Внезапная улыбка вкривь и вкось задергала Асины губы, рассеченные мелкими трещинками. Они были почти незаметны, эти трещинки, в сухой корочке, по запомнились от короткого прикосновения к ее губам. А когда наконец они растянулись в непривычной улыбке, в самом уголке, на нижней губе появилась капелька крови, которую она слизнула, торжествующе объявив:
— Застрелишь меня на месте, если не врал!
— За что? Я не понимаю, как жил, пока не встретил тебя. Ася незвонко засмеялась. Сквозь ломкие хрипы ее смеющегося голоса донеслись несдержанные всплески чьих-то шагов.
— Уже идут.
— Кто?
— Они! Я аж двух позвала посмотреть на чучело, которое задумало отнять меня у комбата!
— Это я — чучело? — наконец спросил он, помолчав.
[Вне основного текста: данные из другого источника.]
PR #6196, opened 2018-11-22
many: validate title

chipaca:
Three commits for your consideration:
1. `strutil.ElliptRight` (need I say more?)
2. ellipt titles coming from the store (in json), both for v1 and v2 paths, to 40 codepoints.
3. reject as invalid snaps that have titles >40 codepoints. This affects `snap pack` as well as install etc (but the review tools rejected titles altogether until really recently so that's ok).

[relevant forum topic](https://forum.snapcraft.io/t/title-length-in-snapcraft-yaml-snap-yaml/8625?u=chipaca).

### DIFF
--- a/snap/validate_test.go
+++ b/snap/validate_test.go
@@ -1439,6 +1439,17 @@ func (s *validateSuite) TestValidateDescription(c *C) {
 	c.Check(ValidateDescription(strings.Repeat("x", 4000)), IsNil)
 }
 
+func (s *validateSuite) TestValidateTitle(c *C) {
+	for _, s := range []string{
+		"xx", // boringest ASCII
+		"🐧🐧", // len("🐧🐧") == 8
+		"á", // á (combining)
+	} {
+		c.Check(ValidateTitle(strings.Repeat(s, 21)), ErrorMatches, `title can have up to 40 codepoints, got 42`)
+		c.Check(ValidateTitle(strings.Repeat(s, 20)), IsNil)
+	}
+}
+
 func (s *validateSuite) TestValidatePlugSlotName(c *C) {
 	validNames := []string{
 		"a", "aa", "aaa", "aaaa",
--- a/store/details.go
+++ b/store/details.go
@@ -22,6 +22,7 @@ package store
 import (
 	"github.com/snapcore/snapd/jsonutil/safejson"
 	"github.com/snapcore/snapd/snap"
+	"github.com/snapcore/snapd/strutil"
 )
 
 // snapDetails encapsulates the data sent to us from the store as JSON.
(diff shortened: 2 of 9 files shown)


strutil/strutil.go
```diff
@@ -182,3 +183,18 @@ func CommaSeparatedList(str string) []string {
 	}
 	return filtered
 }
+
+// ElliptRight returns a string that is at most n runes long,
+// replacing the last rune with an ellipsis if necessary. If N is less
+// than 1 it's treated as a 1.
+func ElliptRight(str string, n int) string {
+	if n < 1 {
```
sergiusens: maybe if n > 1 default to the last rune in that string? And return the original size

strutil/strutil.go
```diff
@@ -182,3 +183,18 @@ func CommaSeparatedList(str string) []string {
 	}
 	return filtered
 }
+
+// ElliptRight returns a string that is at most n runes long,
+// replacing the last rune with an ellipsis if necessary. If N is less
```
sergiusens: uppercase N, should be n

store/details.go
```diff
@@ -75,7 +76,10 @@ func infoFromRemote(d *snapDetails) *snap.Info {
 	info.RealName = d.Name
 	info.SnapID = d.SnapID
 	info.Revision = snap.R(d.Revision)
-	info.EditedTitle = d.Title.Clean()
+
+	// https://forum.snapcraft.io/t/title-length-in-snapcraft-yaml-snap-yaml/8625/10
+	info.EditedTitle = strutil.ElliptRight(d.Title.Clean(), 40)
```
zyga: Sanity check: stratal.ElliptRight uses runes, not bytes, right?

strutil/strutil.go
```diff
@@ -182,3 +183,18 @@ func CommaSeparatedList(str string) []string {
...
+func ElliptRight(str string, n int) string {
+	if n < 1 {
+		n = 1
+	}
+	if utf8.RuneCountInString(str) <= n {
+		return str
+	}
+
+	// this is expensive; look into a cheaper way maybe sometime
+	return string([]rune(str)[:n-1]) + "…"
```
zyga: Ah, yes it does :) +1

zyga: Will we have terminal issues with the fancy unicode version of "..."?

snap/validate_test.go
```diff
@@ -1439,6 +1439,17 @@ func (s *validateSuite) TestValidateDescription(c *C) {
 	c.Check(ValidateDescription(strings.Repeat("x", 4000)), IsNil)
 }
 
+func (s *validateSuite) TestValidateTitle(c *C) {
+	for _, s := range []string{
+		"xx", // boringest ASCII
+		"🐧🐧", // len("🐧🐧") == 8
+		"á", // á (combining)
```
mvo5: This one counts as two codepoints?

zyga: Because it is combining. It would be one code point after normalisation.

strutil/strutil.go
chipaca: it's a'ight. On the default linux console (on Ubuntu) that one works. If it's got a different font loaded maybe not :man_shrugging:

Шаги, чавкая и плеща, раздавались все ближе, и камыш тоже, кажется, приближался, шорох его подкатывал.
— Беги! — моляще просипела Ася, дернув его за руку.
— Хоть услышал, как ты смеешься, — сказал Зотов и отвернулся, а шум как отсекло, и Ася, подождав, обронила:
— Не они вроде.
И тут же гулкий бас послышался:
— А я ищу, кто это шепчется, а вон кто! Хотите стихи послушать? Хожу, объявляю. Колпаков будет концерт давать.
— Колпаков? — удивился, как ужаснулся, Зотов, будто бы при этом враз осип хуже Аси.
Подняв глаза на рослую фигуру в кубанке, Ася спросила:
— Чего это, товарищ политрук, вы сами ходите-объявляете?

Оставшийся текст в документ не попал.